I am Judas
Every day I remain silent in the face of increasingly
discriminatory policies at my Fortune 50 company. Quotas, or ‘targets’, are formulated. Training programs are ‘offered’ that proclaim
me a racist for the color of my skin.
Struggle sessions, or ‘difficult conversations’, are orchestrated where
we are segregated by race or gender and encouraged to talk about how some
people’s culture, by dint of their skin color, harm women, people of color, or
the LBTQ community. We talk about equity
and how lack of equal outcomes are toxic; and how people of a certain skin
color, stand in the way of racial progress.
I take all of this in and say nothing. For saying anything that contradicts the
religion of Diversity, Equity and Inclusion will get me fired. Even asking questions that may illuminate
contradictions or the potential unintended consequences of such thinking is
enough to limit your career at the very least.
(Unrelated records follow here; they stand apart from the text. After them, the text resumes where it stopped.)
PR #250, opened 2021-03-04
TASK-71: DM's Backend

### LINKED ISSUE #247: TASK-71: DMs Backend
**Task Description**

As a developer, I want to setup the DMs backend.

**Subtasks**

- [x] 71.1 Single table inheritance for DirectMessageChannel and EventChannel
- [x] 71.2 Users are related to channels

**Acceptance Criteria**

bit172:
This PR closes #247.

**Steps to Test**

1. Open your favorite GraphQL playground
2. Make sure you have users in your database
2. Use the createDm/EventChannel mutation & getDm/EventChannel query
    - getDmChannel should return null if the users do not have a channel already
3. Check if posts behave the same as before (creating, subscribing, querying)
    - The placeholder subscriber is present on the announcement page

### DIFF
--- a/apps/mull-api/src/app/channel/channel.resolver.spec.ts
+++ b/apps/mull-api/src/app/channel/channel.resolver.spec.ts
@@ -5,7 +5,6 @@ import {
   mockAllChannels,
   mockAllDirectMessageChannels,
   mockAllEventChannels,
-  mockCreateEventChannel,
 } from './channel.mockdata';
 import { ChannelResolver } from './channel.resolver';
 import { ChannelService } from './channel.service';
@@ -77,11 +76,6 @@ describe('ChannelResolver', () => {
       mockAllUsers[2].id
     );
     expect(directMessageChannel).toBe(null);
-  });
-
-  it('should create an event channel', async () => {
-    const createdEventChannel = await resolver.createEventChannel(mockCreateEventChannel);
-    expect(createdEventChannel).toBeTruthy();
   });
 
   it('should create a direct message channel', async () => {
--- a/apps/mull-api/src/app/channel/channel.resolver.spec.ts
+++ b/apps/mull-api/src/app/channel/channel.resolver.spec.ts
@@ -4,27 +4,24 @@ import { MockType } from '../user/user.service.spec';
 import {
   mockAllChannels,
   mockAllDirectMessageChannels,
-  mockCreateDmChannel,
+  mockAllEventChannels,
   mockCreateEventChannel,
 } from './channel.mockdata';
 import { ChannelResolver } from './channel.resolver';
 import { ChannelService } from './channel.service';
+import { CreateEventChannelInput } from './inputs/channel.input';
 
 const mockChannelService = () => ({
   getChannel: jest.fn((channelId: number) => {
     return mockAllChannels.find((channel) => channel.id === channelId);
   }),
-  getChannelByEvent: jest.fn((eventId, channelName, userId) => {
-    return mockAllChannels.find(
+  getChannelByEventId: jest.fn((eventId, channelName, userId) => {
+    return mockAllEventChannels.find(
       (channel) =>
         channel.event.id === eventId &&
         channel.name === channelName &&
         channel.event.host.id === userId
     );
-  }),
-  createChannel: jest.fn((mockChannelData: CreateChannelInput) => ({ ...mockChannelData })),
-  getEventChannel: jest.fn((channelId: number) => {
-    return mockAllEventChannels.find((channel) => channel.id === channelId);
   }),
   getDmChannel: jest.fn((channelId: number) => {
     return mockAllDirectMessageChannels.find((channel) => channel.id === channelId);
@@ -32,11 +29,11 @@ const mockChannelService = () => ({
   createEventChannel: jest.fn((mockEventChannelData: CreateEventChannelInput) => ({
     ...mockEventChannelData,
   })),
-  createDmChannel: jest.fn((mockChannelData: CreateDmChannelInput) => ({ ...mockChannelData })),
+  createDmChannel: jest.fn().mockReturnValue(mockAllDirectMessageChannels[0]),
   deleteChannel: jest.fn((channelId: number) =>
     mockAllChannels.find((channel) => channel.id === channelId)
   ),
-  findUsersInDmChannel: jest.fn(),
+  findDirectMessageChannelByUserIds: jest.fn(),
 });
 
 describe('ChannelResolver', () => {
@@ -55,34 +52,30 @@ describe('ChannelResolver', () => {
     expect(resolver).toBeDefined();
   });
 
-  it('should get a generic channel', async () => {
-    const getChannel = await resolver.getChannel(mockAllChannels[0].id);
-    expect(getChannel).toBe(mockAllChannels[0]);
-  });
-
   it('should get a channel by event id', async () => {
-    const getChannel = await resolver.getEventChannel(
-      mockAllChannels[2].event.id,
+    const getChannel = await resolver.getChannelByEventId(
+      mockAllEventChannels[2].event.id,
       'Announcements',
-      mockAllChannels[2].event.host.id
+      mockAllEventChannels[2].event.host.id
     );
-    expect(getChannel).toBe(mockAllChannels[2]);
-  });
-
-  it('should create a channel', async () => {
-    const createChannel = await resolver.createChannel(mockCreateChannel);
-    expect(createChannel).toBeTruthy();
+    expect(getChannel).toBe(mockAllEventChannels[2]);
   });
 
   it('should get a direct message channel', async () => {
-    service.findUsersInDmChannel.mockReturnValue(mockAllDirectMessageChannels[0]);
-    const directMessageChannel = await resolver.getDmChannel([mockAllUsers[0], mockAllUsers[1]]);
+    service.findDirectMessageChannelByUserIds.mockReturnValue(mockAllDirectMessageChannels[0]);
+    const directMessageChannel = await resolver.getDmChannel(
+      mockAllUsers[0].id,
+      mockAllUsers[1].id
+    );
     expect(directMessageChannel).toBe(mockAllDirectMessageChannels[0]);
   });
 
   it('should not get a direct message channel', async () => {
-    service.findUsersInDmChannel.mockReturnValue(null);
-    const directMessageChannel = await resolver.getDmChannel([mockAllUsers[0], mockAllUsers[2]]);
+    service.findDirectMessageChannelByUserIds.mockReturnValue(null);
+    const directMessageChannel = await resolver.getDmChannel(
+      mockAllUsers[0].id,
+      mockAllUsers[2].id
+    );
     expect(directMessageChannel).toBe(null);
   });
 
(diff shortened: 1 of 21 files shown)


cindyslittleplanet (approved):
LTGM! 🚀 Good job! 


**Subtasks**
- [x] 71.1 Single table inheritance for DirectMessageChannel and EventChannel
- [x] 71.2 Users are related to channels

**Acceptance Criteria**

apps/mull-api/src/app/channel/inputs/channel.input.ts
```diff
@@ -8,10 +10,17 @@ export class ChannelInput implements Partial<Channel> {
...
+export class CreateEventChannelInput implements Partial<EventChannel> {
   @Field()
   name: string;
 
   @Field()
   rights: number;
 }
+
+@InputType()
+export class CreateDmChannelInput implements Partial<DirectMessageChannel> {
```
osahtout: I know this may seem like I'm bias but I would suggest either have DM everywhere so `CreateDmChannelInput` and `DmChannel` and write somewhere that DM stands for direct messages or have have the full name everywhere: `CreateDirectMessageChannelInput ` and `DirectMessageChannel`

apps/mull-api/src/app/channel/channel.service.ts
```diff
@@ -1,26 +1,59 @@
...
+  async createDmChannel(input: CreateDmChannelInput): Promise<DirectMessageChannel> {
+    return this.dmChannelRepository.save(input);
+  }
+
   async deleteChannel(channelId: number): Promise<boolean> {
     await this.channelRepository.delete(channelId);
     return true;
   }
+
+  async findUsersInDmChannel(userId1: number, userId2: number): Promise<DirectMessageChannel> {
```
osahtout: The name is a little confusing. I thought this returns the users of a dm channel but it seems like it returns the channel given the users so it would be something like findDMChannelByUsersIds.

apps/mull-api/src/app/channel/channel.service.ts
```diff
@@ -1,26 +1,59 @@
...
+      .where('participants.id = :userId1 OR participants.id = :userId2', { userId1, userId2 })
+      .getMany();
+
+    // TODO: redo this filtering as TypeORM syntax
+    return dmChannelsList.find(({ participants }) => {
+      let count = 0;
+      for (const participant of participants) {
+        if (participant.id === userId1 || participant.id === userId2) count++;
+      }
+      return count === 2;
```
osahtout, line 100: This isn't a blocker just maybe a suggestion if we have time to refactor this. 

Can we have a column that concatenates the users ids to find the channel with a separator in the middle?  
Say we have user with id 1 and user with id 2, then we add to the database the string `1+2`. say we have a user with id 111 and user with id 11 then we would have the string `11+111`. we would always have the smallest number first .

Maybe it's a bad idea I'm not sure. Just wanted to hear your opinions

leojrsilao (approved):
LGTM!! 🚀 

Linters and unit tests pass.
DM Mutations are functional and users are still related to channels as intended.

apps/mull-api/src/app/channel/channel.resolver.ts
```diff
@@ -1,20 +1,27 @@
...
 export class ChannelResolver {
   constructor(private readonly channelService: ChannelService) {}
 
   @Mutation(/* istanbul ignore next */ () => Boolean)
   @UseGuards(AuthGuard)
-  async createChannel(
-    @Args('input') input: CreateChannelInput,
+  async createEventChannel(
+    @Args('input') input: CreateEventChannelInput,
     @Args('eventId', { type: /* istanbul ignore next */ () => Int }) eventId?: number
```
r-saba: `eventId` is mandatory now, we should remove the second optional argument here and have `eventId` as part of `CreateEventChannelInput`

apps/mull-api/src/app/channel/channel.resolver.ts
```diff
@@ -1,20 +1,27 @@
...
   ) {
-    return this.channelService.createChannel(input, eventId);
+    return this.channelService.createEventChannel(input, eventId);
+  }
+
+  @Mutation(/* istanbul ignore next */ () => DirectMessageChannel)
```
r-saba, line 10: Noticed here we return a Channel but in `createEventChannel` we return a Boolean. Should we make it so both return a channel or both return a boolean to be consistent?

apps/mull-api/src/app/channel/inputs/channel.input.ts
```diff
@@ -8,10 +10,17 @@ export class ChannelInput implements Partial<Channel> {
...
+  @Field(() => [UserInput])
+  @ArrayMaxSize(2)
```
r-saba: We should also at add a Min here. I can create a DM channel with 0 or 1 participant

apps/mull-api/src/app/channel/channel.resolver.ts
```diff
@@ -28,4 +35,21 @@ export class ChannelResolver {
   async getChannel(@Args('id', { type: /* istanbul ignore next */ () => Int }) id: number) {
     return this.channelService.getChannel(id);
   }
```
r-saba: Do you think we still need this or is it just unnecessary code now? Lets continue this discussion here https://github.com/RGPosadas/Mull/pull/250#discussion_r588926946

apps/mull-api/src/app/channel/channel.service.spec.ts
```diff
@@ -1,50 +1,128 @@
...
     expect(service).toBeDefined();
   });
 
-  it('should get a channel', async () => {
-    const getChannel = await service.getChannel(mockAllChannels[0].id);
-    expect(getChannel).toBe(mockAllChannels[0]);
+  it('should get a generic channel', async () => {
+    const returnedChannel = await service.getChannel(mockAllChannels[0].id);
+    expect(returnedChannel).toBe(mockAllChannels[0]);
+  });
```
r-saba, line 76: The way I was thinking about `channel`, is that it would be abstract class and we'd have other channels that implement the interface. Feel like this would be a clean and OO approach. What do you think, do we ever really want to access a channel that doesn't implement the generic one?

apps/mull-api/src/app/channel/channel.resolver.ts
```diff
@@ -28,4 +35,21 @@ export class ChannelResolver {
...
+
+  @Query(/* istanbul ignore next */ () => DirectMessageChannel, { nullable: true })
+  @UseGuards(AuthGuard)
+  async getDmChannel(
+    @Args('participants', { type: /* istanbul ignore next */ () => [UserInput] })
+    participants: UserInput[]
+  ) {
+    const [usr1, usr2] = participants;
+    const dmChannel = await this.channelService.findUsersInDmChannel(usr1.id, usr2.id);
+    return dmChannel ? dmChannel : null;
```
r-saba: This isn't secure. Since it's using AuthGuard, any user can query an DM channel by passing userId 1 and UserId 2.
We should use `AuthenticatedUser` for userId 1

apps/mull-api/src/app/channel/channel.resolver.ts
```diff
@@ -28,4 +35,21 @@ export class ChannelResolver {
   async getChannel(@Args('id', { type: /* istanbul ignore next */ () => Int }) id: number) {
     return this.channelService.getChannel(id);
   }
+
+  @Query(/* istanbul ignore next */ () => EventChannel)
+  @UseGuards(AuthGuard)
+  async getEventChannel(@Args('id', { type: /* istanbul ignore next */ () => Int }) id: number) {
+    return this.channelService.getEventChannel(id);
+  }
```
r-saba: How do we want to handle security for event channels? In #251 I implemented the logic already so it would be redundant for you to do it again here

r-saba (changes requested):
Blocking because we should handle security of mutations/queries in this PR too

apps/mull-api/src/app/channel/channel.resolver.ts
r-saba: We want to make sure security is handled for all DM channel queries/mutations

apps/mull-api/src/app/channel/channel.resolver.ts
bit172: Sure, we will return it for all creates/deletes in case we need it in the future

apps/mull-api/src/app/channel/channel.service.spec.ts
bit172: We will delete this resolver.

apps/mull-api/src/app/channel/channel.resolver.ts
bit172: Thank you for bringing this up, we will check for security in our resolvers

apps/mull-api/src/app/channel/channel.resolver.ts
RGPosadas: Done!

apps/mull-api/src/app/channel/channel.service.ts
RGPosadas: After talking, we decided not to do this.

apps/mull-api/src/app/channel/channel.service.ts
RGPosadas: Done

apps/mull-api/src/app/channel/channel.resolver.ts
RGPosadas: Done

RGPosadas: Upon further inspection, createEventChannel does not need to exposed in their respective service/resolver files as createEvent is the one creating those channels through `cascade: true`. Therefore, we will be removing these functions as they are not used anywhere else.

leojrsilao (approved):

apps/mull-api/src/app/channel/channel.resolver.spec.ts
```diff
@@ -4,39 +4,36 @@ import { MockType } from '../user/user.service.spec';
...
-    return mockAllEventChannels.find((channel) => channel.id === channelId);
-  }),
   getDmChannel: jest.fn((channelId: number) => {
     return mockAllDirectMessageChannels.find((channel) => channel.id === channelId);
   }),
   createEventChannel: jest.fn((mockEventChannelData: CreateEventChannelInput) => ({
     ...mockEventChannelData,
   })),
-  createDmChannel: jest.fn((mockChannelData: CreateDmChannelInput) => ({ ...mockChannelData })),
+  createDmChannel: jest.fn().mockReturnValue(mockAllDirectMessageChannels[0]),
```
r-saba: Can we implement the logic instead of hard coding the return value? We've done this in other tests and it's made the debugging process/reusability of these mock implementations difficult. If it doesn't take too much time.

r-saba (changes requested):
Noticed I can create a multiple DM channels with the same list of participants. This would be an issue when trying to retrieve a DM channel between two users.

apps/mull-api/src/app/channel/channel.service.spec.ts
```diff
@@ -1,66 +1,148 @@
...
+
+  it('should throw an exception when creating a DM channel with 2 users that already have a DM channel', async () => {
+    directMessageRepository.createQueryBuilder.mockReturnValue({
+      where: jest.fn().mockReturnThis(),
+      leftJoinAndSelect: jest.fn().mockReturnThis(),
+      getMany: jest.fn().mockReturnValue(mockAllDirectMessageChannels),
+    });
+    expect(
+      async () => await service.createDirectMessageChannel(mockAllUsers[0].id, mockAllUsers[1].id)
+    ).rejects.toThrow(UnauthorizedException);
```
r-saba: Some error messages resulted from this test. To fix before merging
```suggestion
    ).rejects.toThrow(ConflictException);
```

r-saba (approved):
LGTM, left a small comment to fix before merging
**Acceptance Criteria**
- [X] Documentation present where necessary
- [X] Unit and UI tests are implemented for every new component and function
- [X] The application should still work with seeded data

You are quickly seen as an apostate or heretic to the cause. In the face of such repercussions, in the
face of losing our ability to take care of our families, most of us sit
quietly, waiting for the latest ‘training’ to be over.
I am now Judas. I
take my bag of silver each day and, without a word, allow everything humanity
has learned be slandered and denigrated. I allow myself to be shamed. Everything I believe about how to treat
others, about how humans best organize themselves, about how we most fruitfully
interact with each other and world, has been turned on its head. There is nothing that I can do or say. Perhaps I could leave to find another job,
but it is unlikely that things will be any different there. All of Corporate America has converted from a
belief in valuable ideas and competence to an orthodoxy of skin color. From aspiring to a functioning meritocracy to devolving
into a racial and gendered nepotism.
I consider myself a child of the enlightenment. I was brought up with the belief that logic,
reason, data, critical thinking, and a robust debate of ideas is the best way
to elevate humanity. Starting from an
age of magical thinking, dogma, and superstition, we somehow devised this way of
interacting with each other and the world that has allowed us to partake in an
astounding flourishing of human progress.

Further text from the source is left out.